(ENTRIES PROVIDED)

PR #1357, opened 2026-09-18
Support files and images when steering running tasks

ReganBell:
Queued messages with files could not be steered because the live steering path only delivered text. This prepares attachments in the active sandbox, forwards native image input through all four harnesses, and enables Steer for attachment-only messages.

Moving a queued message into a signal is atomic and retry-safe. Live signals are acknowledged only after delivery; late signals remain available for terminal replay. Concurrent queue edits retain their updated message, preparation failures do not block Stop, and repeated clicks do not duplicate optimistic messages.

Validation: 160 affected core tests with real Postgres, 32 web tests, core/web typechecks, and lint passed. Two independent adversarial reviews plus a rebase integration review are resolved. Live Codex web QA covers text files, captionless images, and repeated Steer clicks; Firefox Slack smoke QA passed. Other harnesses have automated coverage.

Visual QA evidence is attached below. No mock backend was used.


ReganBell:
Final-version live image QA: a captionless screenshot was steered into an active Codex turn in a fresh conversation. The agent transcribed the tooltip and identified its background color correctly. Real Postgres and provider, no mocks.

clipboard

(End ENTRIES PROVIDED)

## TO DO
Return, line for line and unchanged, the data from its first line through the line containing "Moving a queued".

## EXERCISE RESPONSE
PR #1357, opened 2026-09-18
Support files and images when steering running tasks

ReganBell:
Queued messages with files could not be steered because the live steering path only delivered text. This prepares attachments in the active sandbox, forwards native image input through all four harnesses, and enables Steer for attachment-only messages.

Moving a queued message into a signal is atomic and retry-safe. Live signals are acknowledged only after delivery; late signals remain available for terminal replay. Concurrent queue edits retain their updated message, preparation failures do not block Stop, and repeated clicks do not duplicate optimistic messages.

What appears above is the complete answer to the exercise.